With the advance in typing tools and extraction procedures in recent years, DNA analysis has developed into an amazingly powerful method for forensic analysis. For a number of years, autosomal STR (Short Tandem Repeat) typing has been used as a tool in the process of identification of war victims in Croatia. Although DNA typing is very effective in detecting possible identities of exhumed skeletal remains, this approach bears some risk of false identification. The paper presents the case of a match between skeletal remains and the son and wife of a missing person in 13 STR loci.

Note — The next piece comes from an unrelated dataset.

PR #4681, opened 2022-10-21
prevent out-of-bounds access in findSymbol()

### LINKED ISSUE #4606: Getting the address of a varnode (aka instruction operand)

Even though these skeletal remains also matched in 13 loci the mother of the same missing person, additional genetic testing (Y-chromosome and mitochondrial DNA) unequivocally excluded the proposed identity. Although likelihood ratio is the best measure of the significance of a genetic match between exhumed skeletal remains and relatives of the missing person, the meaning of likelihood ratio is not as clear in database matching as in simple paternity cases and great care is needed to avoid wrong interpretation. To reduce the risk of possible false identifications, in addition to DNA evidence, other types of evidence (such as information about the time, place and other conditions of disappearance), as well as on anthropological and other »classical« forensic data are being used as a »control mechanism« in the DNA-lead process.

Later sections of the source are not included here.